Monday I was in an incredibly good mood. Not a common thing for a Monday, I have to admit. But there it was, a good mood. Then I came to work.

It isn't that I don't love my job or the fact that I get paid to help people. It's just that sometimes the "troubles" of life start to weigh heavy on your shoulders. Even on days that you're in an incredibly good mood.

Not that most of these were even my problems. Difficulties with guys on the program means difficulties for the program manager and director of operations; often times even the executive director gets a goodly dose of the trouble circulating around. And, despite what we may like, those feelings of agitation affect everyone around you. You wouldn't think one or two individuals could cause so many people so much frustration. However, when you're passionate about transforming the lives of those caught in addiction, that passion pulls you into the daily drama that is endemic with an "old life" being shaped into a "new one."

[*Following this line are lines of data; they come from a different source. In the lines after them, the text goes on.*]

PR #345, opened 2026-03-16
feat: split loaded reference fields from FKs

nrainhart:
## Description

_Note for reviewers: this PR is quite large because it renames fields in a lot of example apps. I recommend reviewing commits one by one._

Before this PR, we used the same name for a row's foreign key (i.e. the string field referencing another table) and the resolved reference itself. When using `include` we'd return just the resolved reference, and when not we'd just return the id.

This meant that rows with loaded references were not a subtype of plain rows (because they were missing the id field).

This PR splits both fields, so that we always return the row's id (unless explicitly filtered out by a projection) and only return the loaded reference if using `include`. We use the following convention:
- all scalar ref columns have a `-Id` or `-_id` suffix
- all array ref columns have a `-Ids` or `-_ids` suffix
- resolved reference fields are autogenerated by stripping that suffix. 

This convention is enforced both at the TS type level and at runtime.

Now that there is not risk of collision between FKs and loaded references, I could simplify the type of rows with includes (i.e. I reverted some of the changes introduced in https://github.com/garden-co/jazz2/pull/291).


packages/jazz-tools/src/dsl.ts
```diff
@@ -387,7 +417,28 @@ export const col = {
...
+    : T[K] extends ArrayBuilder<RefBuilder>
+      ? K extends RefArrayColumnKey
+        ? T[K]
+        : ArrayIdColumnError<K>
+      : T[K];
+};
+
+export function table<const T extends Record<string, ColumnBuilder>>(
+  name: string,
+  columns: EnforceReferenceColumnNames<T>,
```
nrainhart, line 440: I think this approach yields the best error feedback:

https://github.com/user-attachments/assets/ec0c2104-d92d-4d09-9dd5-8a297b98977b

gdorsi (approved):
LGTM

PR #347, opened 2026-03-17
Add session.where support for session-only permission predicates

Takeno:
## Summary
- add `session.where(...)` to the TypeScript permissions DSL for literal-only session claim checks
- introduce additive `Session*` policy AST variants and carry them through schema cloning, serialization, hashing, and SQL generation
- extend Rust SQL parsing and runtime evaluation for session-left comparisons, `IN`, `CONTAINS`, and `IS [NOT] NULL`
- preserve existing row-vs-session predicates and support both `session.user_id` and `session.userId`
- add docs and example snippets showing JWT claim checks in permissions

## Testing
- `pnpm --filter jazz-tools exec vitest run src/permissions/index.test.ts src/permissions/type-inference.test.ts src/sql-gen.test.ts src/codegen/codegen.test.ts`
- `cargo test -p jazz-tools`

### DIFF
--- a/crates/jazz-tools/src/query_manager/policy.rs
+++ b/crates/jazz-tools/src/query_manager/policy.rs
@@ -87,17 +87,36 @@ pub enum PolicyExpr {
         value: PolicyValue,
     },
 
+    /// Compare a session value against a literal value.
+    SessionCmp {
+        path: Vec<String>,
+        op: CmpOp,
+        value: Value,
+    },
+
     /// Check if a column is NULL.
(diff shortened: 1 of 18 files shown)


gdorsi (approved):
LGTM

The only improvement point I can suggest is that this policy is going to be evaluated for each row, but we could in theory compute it once per query.

Doing so now would add too much complexity to this PR, which would be incredibly useful even if not "fast".

How about we track this in a TODO/task?

PR #349, opened 2026-03-17
fix(update): allow unsetting optional fields

nrainhart:
## Description

Although this is possible at the Rust level, the TS types prevented unsetting an optional field.

### DIFF
--- a/packages/jazz-tools/src/runtime/db.ts
+++ b/packages/jazz-tools/src/runtime/db.ts
@@ -222,6 +222,14 @@ export interface TableProxy<T, Init> {
   readonly _initType: Init;
 }
 
+type UpdateValue<RowValue, InitValue> = undefined extends RowValue
+  ? InitValue | null
+  : InitValue | undefined;
+
+type UpdateData<T, Init> = {
+  [K in keyof Init]?: K extends keyof T ? UpdateValue<T[K], Init[K]> : Init[K] | undefined;
+};
+
 interface BroadcastChannelLike {
   postMessage(data: unknown): void;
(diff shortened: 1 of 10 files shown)


packages/jazz-tools/src/runtime/db.ts
```diff
@@ -222,6 +222,14 @@ export interface TableProxy<T, Init> {
   readonly _initType: Init;
 }
 
+type UpdateValue<RowValue, InitValue> = undefined extends RowValue
+  ? InitValue | null
+  : InitValue | undefined;
+
+type UpdateData<T, Init> = {
+  [K in keyof Init]?: K extends keyof T ? UpdateValue<T[K], Init[K]> : Init[K] | undefined;
+};
```
gdorsi, line 231: Could you help me understand it a bit better?

I'm not fully clear on what it means for for RowValue to be undefined, and the difference between undefined and null in data.

nrainhart: Rows can only have set or undefined values (never null). So, a RowValue that can be undefined is an optional row value.

For update paylods, undefined means "do not update this field", while null means "unset this field".

It is a bit confusing, because it looks like "updating a field to null sets it to undefined".

nrainhart: It could be less confusing if we always returned `Value | null` for rows (i.e. never undefined), and it'd also align more closely with SQL nullability.

@aeplay wdyt? Did you have any reason to go with undefined in the first place?

aeplay: no good reason, we can always do null

PR #1235, opened 2026-08-03
feat(jazz): add writable PostgreSQL adapter and transactions

tobiaslins:
## What changed

- Adds the PostgreSQL wire interface and catalogue-backed reads.
- Adds PostgreSQL INSERT, UPDATE, and DELETE support on the server-default RocksDB path.
- Supports atomic multi-row INSERT statements with ordered RETURNING results.
- Supports UPDATE predicates through the existing query/filter grammar instead of requiring an exact row ID.
- Implements per-connection BEGIN, COMMIT, and ROLLBACK with snapshot reads, read-your-writes, rollback-on-disconnect, and SQLSTATE 40001 conflict reporting.
- Settles each statement or explicit transaction once and refreshes subscriptions once.
- Preserves Text and Blob values through transactions, partial updates, and RocksDB restarts.
- Fixes shared Groove anti/semi-join transition state so multiple consumers all observe threshold crossings.

## Why

The PostgreSQL adapter was read-only and then limited to one-row autocommit mutations. Standard SaaS workloads need atomic imports, filtered updates, ORM-style transactions, and durable read-your-writes behavior without paying one global settle and subscription refresh per row.

The Groove fix addresses a correctness issue exposed by the transaction coverage: shared arrangements consumed old threshold state destructively, so later anti/semi-join consumers could miss the same transition.

## Impact

A multi-row statement or explicit transaction now stages its writes and crosses the global commit/subscription boundary once. Applications can use ordinary PostgreSQL transaction control and non-ID update filters while retaining Jazz conflict detection and RocksDB durability.

Current safety bounds are 1,000 affected operations and 1 MiB of authored payload per transaction.

## Validation

- `cargo test -p jazz`
- `cargo test -p jazz --no-default-features --features test`
- `cargo test -p groove`
- PostgreSQL integration suite: 10/10
- 300-seed maintained-vs-one-shot differential oracle
- Exact incremental-delivery canary
- All 15 storage/engine smoke benchmark scenarios
- rustfmt, Clippy, and diff hygiene checks

## Known gaps

COPY, ON CONFLICT, update expressions such as `count = count + 1`, and predicate-based DELETE remain unsupported. PostgreSQL access to nullable large-value columns currently returns `0A000` explicitly.

### DIFF
--- a/Cargo.lock
+++ b/Cargo.lock
@@ -62,6 +62,15 @@ source = "registry+https://github.com/rust-lang/crates.io-index"
 checksum = "c880a97d28a3681c0267bd29cff89621202715b065127cd445fa0f0fe0aa2880"
 
 [[package]]
+name = "android_system_properties"
+version = "0.1.5"
+source = "registry+https://github.com/rust-lang/crates.io-index"
+checksum = "819e7219dbd41043ac279b19830f2efc897156490d7fd6ea916720117ee66311"
+dependencies = [
+ "libc",
+]
+
+[[package]]
 name = "anes"
 version = "0.1.6"
 source = "registry+https://github.com/rust-lang/crates.io-index"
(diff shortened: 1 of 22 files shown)


aeplay:
🤖 Closing this stale pre-reconstruction PostgreSQL draft. It targeted the retired server shell and old transaction and schema runtime; server ownership now lives in jazz-server, while current exclusive transactions own serializable snapshots, conflicts, commit units, fate, and recovery. The unrelated Groove join correction is already represented in current Groove. The distinct administration product idea is preserved in #2067 for a fresh design on the current server, authentication, transaction, and large-value boundaries rather than a mechanical rebase.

This frustration, of course, isn't uncommon in our line of work, but it was only one point in an overall "bad day." It was a busy day, and we were short staffed. It seems that need doesn't know when someone has gone home ill or the receptionist is taking the day off. Sales people must have made a resolution to make more calls in the New Year, because there were plenty of those, as well.

The front office was getting a makeover, a fact with which some people were pleased and others were not. Pleased or not, one of the new cubicles had to be made ready for the receptionist's return the next day. And, again, the people calling or coming to the door, didn't realize that the majority of the time I had to hop up from crawling on the floor, sorting items, to answer their incessant calls.

So the day went. Things that needed to get done remained undone, but by the end of the day, I was too worn out to care.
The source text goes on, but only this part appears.